/ 26 July 2022

How can governments become data-driven organisations?

Becoming a “data-driven” organisation has been creeping into the governance lexicon recently. On 21 April, Randall Williams, the mayor of Tshwane, announced “the city would move with the times and embrace the full opportunities provided by new technology and data solutions to build a data-driven service delivery”.

But what does it mean to be a data-driven organisation?

In the governance sphere, data is literally everywhere. Information is collected and collated every moment of the day in every government entity by thousands of officials. Outside of governance, millions of smart devices are gathering data about everything you can think of. In fact, data is so abundant, so ubiquitous, that it could take years for a statistician to make sense of all of it, let alone begin to pick up patterns.

Does this mean the governance space is data-driven? Unfortunately, not. Having lots of information and reporting about it to portfolio committees, audit committees, the auditor general’s auditors, fiscal commissions etc constitutes only the starting steps to becoming data-driven in the emerging world of data science.

Continuing with the City of Tshwane as our example, our first problem is the data itself. It’s dirty and noisy. Data scientists spend about 80% of their time cleaning and massaging the data available to prepare it for machine learning. Only the remaining 20% is spent developing models to train on the data. 

For an entity like the City of Tshwane to embrace machine learning, all their data, from all the various departments, in all the various formats would have to collected, collated, scaled and all the null values removed, to name but a few of the procedures required –  there are many more. The reason all these steps are necessary is to be able to reasonably guarantee that the data is reliable and trustworthy. This is important because you need public trust and transparency to run a stable government.

Our second problem is also rooted in the data but requires the domain knowledge of the city official. We need to determine if we are asking the right questions, collecting the right data, and collecting it on time. 

One of my biggest concerns about the sector oversight model is that it is backward looking. Let us say that we have determined the best variables to measure irregular expenditure and all the officials are trained to collect the data in the correct format. By the time this data reaches a decision-maker, such as a city council, it is months old and the money is long gone.

Which brings us to the most pressing problem, which will prove to be the starting place for mayor Williams. Within the underbelly of the officialdom of the City of Tshwane, we will have to inculcate and foster a culture of being data-driven. This means we go beyond asking, “What happened?” 

For a government to harness the power of machine learning we need to ask forward-looking questions. Why did the irregular expenditure occur, what was the cause of the failure, what catalytic mechanisms can prevent the failure and what do we do on Monday morning to permanently disrupt the patterns we see in the data? Machine learning will show us the patterns but human decision-makers will have to change their behaviour and their work culture to effect changes in the audit outcomes and, ultimately, the tangible impact of their behaviour in communities.
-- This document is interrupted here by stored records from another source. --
PR #972, opened 2024-04-11
fix: attesting on empty slots with the wrong state

MegaRedHand:
This fixes a bug we were having when attesting on empty slots:

```
no match of right hand side value: {:error, "slot is older than state"}
```

Since we process duties each time a block arrives, we don't notice the empty slot and try to attest with the state from the next slot, which triggers the error.


mpaulucci (approved):
nice!

PR #976, opened 2024-04-11
refactor: take Aja.Vectors out of SszEx module

avilagaston9:
This PR makes SszEx module agnostic of the list implementation being used (removing Aja.Vectors). Only Enumerable protocol is required.


MegaRedHand (approved):
LGTM

PR #977, opened 2024-04-11
perf: add a benchmark comparing hash_tree_root implementations

avilagaston9:
This PR adds a benchmark comparing hash_tree_root implementations between rustler and elixir library.
Also adds the same refactor made in `merkleize_chunks_with_virtual_padding()` to `merkleize_chunks()`.  `merkleize_chunks()` is currently not being used.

This workflow, from collecting the data to measuring the impact on the community, is known as the analytics value chain.

Williams and many others in governance roles who also recognise the need to adopt a data-driven approach need to be commended and assisted. Done correctly, such an exercise is not only worth it but probably indispensable. Here are some of the positive impacts from pivoting towards data-driven service delivery models:

The algorithmic gathering of vast amounts of data is already a ubiquitous feature of smart urbanism. City officials could, for instance, use the data being collected from the smart devices carried by cyclists to help them design city spaces that are optimised for the use of cycling for transport. This is especially relevant now that fuel prices have reached record highs and people are evaluating the future of car ownership.

Many standard tasks in governance are boring or repetitive. Think of licensing processes; permit applications and evaluation; monitoring of public spaces and many more. It might be more cost effective and kind to use machine learning to move these processes online. The research is already replete with examples and case studies of smart-city initiatives that accomplish automation but much more can be done to base daily decisions on data visualisation from machine learning algorithms that are deployed on real data.

A third promise of being data-driven is that it could enhance public participation by bringing “the governed closer to the governors”. Studies have also echoed the huge potential that exists when governments use compelling and interesting digital hooks to gather information from citizens about their needs. Relevant free resources can be made available to residents, leading them to complete surveys and questionnaires and even play games that generate data for city planners.

But, as always when innovations seem too good to be true, caution is indicated. I am reminded of the Harry Potter books. In particular, the part where the British prime minister asks Rufus Scrimgeour (the Minister for Magic) why his ministry does not simply use magic to sort out all the societal ills of the day. He replies: “The trouble is, the other side can do magic too.”

It is important to be aware that “dataism” can have a dark side as well. If a government so intends, it can deploy data science to spy on citizens, take away their privacy and hold them to ransom.

I conclude with a key take away, for me at least – being a data-driven organisation means taking policy and operational decisions based on big data as opposed to intuition or ideology. To advance our future in South Africa and future-proof our country we, as law-makers and governments alike, must always seek to use data science to advance maximum personal freedom and maximum economic freedom. Measuring our impact against this core value should be the gold standard.

The views expressed are those of the author and do not necessarily reflect the official policy or position of the Mail & Guardian.